Editor’s Note: The updated National HIV/AIDS Strategy calls for support for screening for and referral to substance use and mental health services for people at risk for or living with HIV. These new SAMHSA planning grants may help support the goals of the Strategy by improving access to high-quality behavioral health care for all Americans, including those at risk for or living with HIV/AIDS.
Funding supports planning efforts to certify community behavioral health clinics in states across the nation
The Substance Abuse and Mental Health Services Administration (SAMHSA), in conjunction with the Centers for Medicare & Medicaid Services (CMS) and the Assistant Secretary of Planning and Evaluation (ASPE), today awarded a total of $22.9 million to support states throughout the nation in their efforts to improve behavioral health of their citizens by providing community-based mental and substance use disorder treatment.
“The planning grants will help states strengthen payment for behavioral health services for Medicaid and CHIP beneficiaries, and will help individuals with mental and substance use disorders obtain the health care they need to maintain their health and well-being” said Vikki Wachino, deputy administrator of CMS, and director, Center for Medicaid and CHIP Services.
Authorized under Section 223 of the Protecting Access to Medicare Act of 2014, the planning grants are part of a comprehensive effort to integrate behavioral health with physical health care, utilize evidence-based practices on a more consistent basis, and improve access to high quality care. The planning grants will be used to support states to certify community behavioral health clinics, solicit input from stakeholders, establish prospective payment systems for demonstration reimbursable services, and prepare an application to participate in the demonstration program.

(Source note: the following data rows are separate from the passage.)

PR #6565, opened 2026-03-02
refactor(config): extract ConfigKey and remove testnet config

vividctrlalt:
## Summary

- Extract ~232 HOCON config key constants from `Constant.java` into a new `ConfigKey.java`, leaving only business constants in `Constant.java`
- Remove obsolete testnet configuration and `0xa0` address format
- Unify all config files and tests to use mainnet address format (`T-` Base58 / `41` hex)

## Changes

- **New `ConfigKey.java`**: All HOCON config path strings (e.g. `"node.rpc.port"`) moved here, organized by config section
- **Cleaned `Constant.java`**: Only ~32 business constants remain, grouped by domain (address, transaction, energy, proposal, etc.)
- **Updated `Args.java`**: References changed from `Constant.XXX` to `ConfigKey.XXX` for config keys; address prefix hardcoded to mainnet
- **Config files**: Removed testnet `addressPrefix` setting; `net.type` marked as deprecated
- **Test configs**: Converted all genesis/witness addresses from `27-` prefix (testnet) to `T-` prefix (mainnet) and `a0` hex to `41` hex
- **FreezeTest**: Fixed CREATE2 factory bytecode magic byte (`0xa0` → `0x41`) to match mainnet prefix
- **IstanbulTest**: Updated expected chain ID to match new genesis block hash

## Test plan

- [x] Full test suite: 2326 tests passed, 0 failures, 24 ignored


framework/src/main/java/org/tron/core/config/args/Args.java
```diff
@@ -411,17 +415,11 @@ public static void setParam(final String[] args, final String confFileName) {
    */
   public static void setParam(final Config config) {
```
warku123, line 417: Hi @vividctrlalt, thanks for this refactoring PR! The separation of `ConfigKey` from `Constant` definitely improves code maintainability. 

I have a question about  compatibility:

This PR completely removes the `net.type` configuration support and hardcodes the mainnet address prefix (`0x41`). While I understand the goal to simplify the codebase, I'm wondering if we should consider users who might still have `net.type=testnet` in their existing config files.

**Would it be better to keep the config parsing but add a deprecation warning:**

```java
if (config.hasPath("net.type")) {
  logger.warn("net.type is deprecated since v4.x and will be ignored. "
      + "Mainnet address format (0x41) is now always used. "
      + "Please remove this option from your config file.");
}
```

What do you think?

vividctrlalt: Thanks for the review!

Regarding `net.type`: this config has always been misleading — it was never actually used in production. The only references were in test code. Since no real user depends on it, a deprecation warning would just add unnecessary noise. Removing it cleanly is the right approach.

Regarding the `ConfigKey` extraction: ~88% of the constants in `Constant.java` are HOCON config path strings used exclusively by `Args.java`. Keeping them in `Constant` pollutes a class that should only hold business constants. Extracting them into `ConfigKey` gives `Args` its own dedicated config key registry and keeps `Constant` clean

framework/src/main/java/org/tron/core/config/args/Args.java
```diff
@@ -101,6 +101,7 @@ public class Args extends CommonParameter {
 
   public static void clearParam() {
     PARAMETER.shellConfFileName = "";
+    PARAMETER.configFilePath = "";
```
Sunny6889, line 104: The newly introduced `configFilePath` field seems redundant. Looking at where it's set in `Args.setParam()`:

```java
PARAMETER.setConfigFilePath(
    StringUtils.isNoneBlank(PARAMETER.shellConfFileName)
        ? PARAMETER.shellConfFileName : confFileName);
Config config = Configuration.getByFileName(PARAMETER.shellConfFileName, confFileName);
```

`configFilePath` is simply the resolved result of `shellConfFileName ?? confFileName` — no actual path construction or concatenation happens despite the name suggesting otherwise. It's then consumed only by `DynamicArgs`:

```java
// init()
configFile = new File(parameter.getConfigFilePath());
// reload()
Config config = Configuration.getByFileName(parameter.getConfigFilePath(), null);
```

This can be achieved without adding a new field. For example, just backfill `shellConfFileName` with the default when it's blank:

```java
if (StringUtils.isBlank(PARAMETER.shellConfFileName)) {
    PARAMETER.shellConfFileName = confFileName;
}
```

Then `DynamicArgs` can simply use `parameter.getShellConfFileName()` directly, and the new `@Getter @Setter` field on `CommonParameter` can be removed entirely.

If the intent is to keep a separate "resolved config name" field, consider at least renaming it to something more accurate like `resolvedConfFileName`, since the current name `configFilePath` implies a full filesystem path which is misleading.

framework/src/main/java/org/tron/core/config/args/Args.java
Sunny6889: Could this be a breaking change for anyone running a private TRON chain with net.type = testnet?

The removal of the `net.type` conditional means any private fork configured with `net.type = testnet` (using `0xa0` address prefix) would silently switch to `0x41` after upgrading, with no warning logged. While no known TRON network actually uses `0xa0`, it would be safer to log a deprecation warning instead of silently ignoring it:

```java
if (config.hasPath("net.type") 
    && "testnet".equalsIgnoreCase(config.getString("net.type"))) {
    logger.warn("net.type = testnet is deprecated and has no effect. "
        + "Address prefix defaults to mainnet (0x41).");
}
```

framework/src/main/java/org/tron/program/FullNode.java
```diff
@@ -21,7 +20,7 @@ public class FullNode {
    */
   public static void main(String[] args) {
     ExitManager.initExceptionHandler();
-    Args.setParam(args, Constant.NET_CONF);
+    Args.setParam(args, "config.conf");
```
bladehan1, line 23: Ideally, it should be a constant.

framework/src/test/java/org/tron/common/runtime/vm/VMContractTestBase.java
```diff
@@ -46,9 +46,8 @@ public class VMContractTestBase {
   MortgageService mortgageService;
 
   static {
-    // 27Ssb1WE8FArwJVRRb8Dwy3ssVGuLY8L3S1 (test.config)
-    WITNESS_SR1_ADDRESS =
-        Constant.ADD_PRE_FIX_STRING_TESTNET + "299F3DB80A24B20A254B89CE639D59132F157F13";
+    // TDmHUBuko2qhcKBCGGafu928hMRj1tX2RW (test.config)
+    WITNESS_SR1_ADDRESS = "41" + "299F3DB80A24B20A254B89CE639D59132F157F13";
```
bladehan1, line 50: Ideally, it should be a constant, mentioned as 41.

framework/src/test/java/org/tron/core/config/args/ArgsTest.java
```diff
@@ -59,7 +58,7 @@ public void destroy() {
   @Test
   public void get() {
     Args.setParam(new String[] {"-c", TestConstants.TEST_CONF, "--keystore-factory"},
-        Constant.NET_CONF);
+        "config.conf");
```
bladehan1, line 61: Ideally, it should be a constant.

framework/src/test/java/org/tron/core/exception/TronErrorTest.java
```diff
@@ -138,7 +137,7 @@ public void rateLimiterServletInitTest() {
   @Test
   public void shutdownBlockTimeInitTest() {
     Map<String, String> params = new HashMap<>();
-    params.put(Constant.NODE_SHUTDOWN_BLOCK_TIME, "0");
+    params.put("node.shutdown.BlockTime", "0");
```
bladehan1, line 140: Ideally, it should be a constant.

framework/src/main/java/org/tron/core/config/args/Args.java
vividctrlalt: Good catch\! You're right that `configFilePath` is essentially just the resolved result of `shellConfFileName ?? confFileName`. Backfilling `shellConfFileName` directly is cleaner. Will fix this.

framework/src/main/java/org/tron/core/config/args/Args.java
vividctrlalt: Thanks for the suggestion. However, no private chain could actually use `net.type = testnet` in practice — simply setting this config alone wouldn't make a functional testnet. It would require extensive changes to other configurations as well. Moreover, the codebase had already broken the semantics of this field by binding it to the meaningless `0xa0` address prefix purely for testing purposes.

So I still prefer removing it entirely. That said, adding a deprecation warning is a reasonable compromise — it's low cost and helps users understand that this config has no effect.

framework/src/main/java/org/tron/core/config/args/Args.java
bladehan1: I understand this variable represents the current configuration file path; this resolves the issue of whether it originates from the default value or a shell parameter.

After the node starts, reading the configuration file path only requires this variable, without needing additional checks.

framework/src/main/java/org/tron/program/FullNode.java
vividctrlalt: I'd prefer keeping it as a literal here. As the entry point of the application, explicitly specifying the config filename in `main()` is more readable — you can see at a glance what file the node loads on startup. This is the only place in the codebase that uses `"config.conf"`, so there's no duplication concern and no need to extract it into a constant.

framework/src/test/java/org/tron/core/exception/TronErrorTest.java
vividctrlalt: All config key constants have been moved to `ConfigKey` and made package-private, accessible only to `Args.java`. This is intentional — it prevents unrelated code from arbitrarily adding or referencing config keys. Test code cannot access these constants directly, and tests should not break the encapsulation of the main code. Given that test cases are short and focused, using inline config strings is clearer and more readable.

framework/src/test/java/org/tron/common/runtime/vm/VMContractTestBase.java
vividctrlalt: The `41` hex prefix is hardcoded throughout the entire codebase — it's the only valid address prefix and will never change. Using it directly in test code is straightforward and readable.

framework/src/test/java/org/tron/core/config/args/ArgsTest.java
vividctrlalt: Same reasoning as above — there's no need to introduce a string constant for `"config.conf"` just for test code. Using the filename directly is clearer and more readable. The previous approach of wrapping config filenames in constants is not a common practice and adds indirection without benefit.

framework/src/main/java/org/tron/core/config/args/DynamicArgs.java
```diff
@@ -52,36 +51,16 @@ public void init() {
...
-      confFilePath = parameter.getShellConfFileName();
-    } else  {
-      confFilePath = Constant.NET_CONF;
-    }
-
-    File confFile = new File(confFilePath);
-    if (!confFile.exists()) {
-      logger.warn("Configuration path is required! No such file {}", confFile);
-      return null;
+    long lastModifiedTime = configFile.lastModified();
```
Sunny6889, line 54: I think here configFile need a Null protection, since here `run()` is a public method, what if `parameter.isDynamicConfigEnable()` return false and here `run()` is called, it will return NullPointerException.
Another risk would be: while running the configuration file is accidentally deleted, what will happen?

framework/src/main/java/org/tron/core/config/args/DynamicArgs.java
```diff
@@ -52,36 +51,16 @@ public void init() {
...
+      lastModified = lastModifiedTime;
     }
-    return confFile;
   }
 
   public void reload() {
     logger.debug("Reloading ... ");
-    Config config = Configuration.getByFileName(parameter.getShellConfFileName(),
-        Constant.NET_CONF);
+    Config config = Configuration.getByFileName(parameter.getConfigFilePath(), null);
```
Sunny6889, line 63: please confirm is it really safe to remove the fallback `Constant.NET_CONF`?

framework/src/main/java/org/tron/core/config/args/Args.java
vividctrlalt: @Sunny6889 Although your suggestion makes sense, but  this modification would cause test failures due to shared mutable state. The root cause of this issue lies in the parameter initialization logic. Please refer to #6567 for details. The redundant variable issue you mentioned will be addressed as part of the parameter initialization logic refactoring.

framework/src/main/java/org/tron/core/config/args/DynamicArgs.java
vividctrlalt: In the current code logic, this is fully guaranteed. The readability issue will be addressed in the parameter initialization refactoring.

framework/src/main/java/org/tron/core/config/args/Args.java
Sunny6889: ok we can keep this variable, but I suggest a better name such as `resolvedConfFileName` instead of `configFilePath` @vividctrlalt, as FilePath is a bit missleading.

framework/src/main/java/org/tron/core/config/args/DynamicArgs.java
vividctrlalt: 1. DynamicArgs is a Spring @Component — no external code calls run() directly. This is an internal class, not a public API.

2. Config file deleted at runtime — File.lastModified() returns 0L when the file doesn't exist and won't throw an exception. Since 0 > lastModified is false, reload() won't be triggered. No issue here.

Sunny6889: but the test code is actually call this `run()`

kuny0707 (approved):

framework/src/main/java/org/tron/core/config/args/DynamicArgs.java
vividctrlalt: Minimizing over-defensive checks is a good practice. The original null checks could actually hide bugs. Unnecessary null checks mislead readers into thinking null is a possible state. As for the test case, it just needs to be properly initialized.

vividctrlalt: DynamicArgs is an internal @Component where run() is only invoked after init() guarantees configFile is initialized.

The criteria used to certify community behavioral health clinics emphasize high quality and evidence based practices. Populations to be served are adults with serious mental illness, children with serious emotional disturbance, and those with long term and serious substance use disorders, as well as others with mental illness and substance use disorders.
“We see this program as a game changer in our efforts to improve care, quality, and access to services,” said SAMHSA Acting Administrator Kana Enomoto. “Today’s awards will assist states in working closely with community clinics to bring together essential behavioral health services, integrate primary care services and improve quality and data reporting systems.”
The awardees and grant amounts are as follows:
- Alaska – $769,015
- California – $982,373
- Colorado – $982,372
- Connecticut – $982,372
- Illinois – $982,373
- Indiana – $982,373
- Iowa – $982,372
- Kentucky – $982,373
- Maryland – $982,373
- Massachusetts – $982,373
- Michigan – $982,373
- Minnesota – $982,373
- Missouri – $982,373
- Nevada – $933,067
- New Mexico – $982,373
- New York – $982,373
- New Jersey – $982,372
- North Carolina – $978,401
- Oklahoma – $982,373
- Oregon – $728,054
- Pennsylvania – $886,200
- Rhode Island – $982,373
- Texas – $982,373
- Virginia – $982,373
The planning grants are the first phase of a two-phase process. When the planning grant phase ends in October 2016, awardees will have an opportunity to apply to participate in a two-year demonstration program that will begin January 2017. Under the demonstration program, no more than eight states with certified community behavioral health clinics will provide behavioral health services to eligible beneficiaries and be paid using an approved prospective payment system.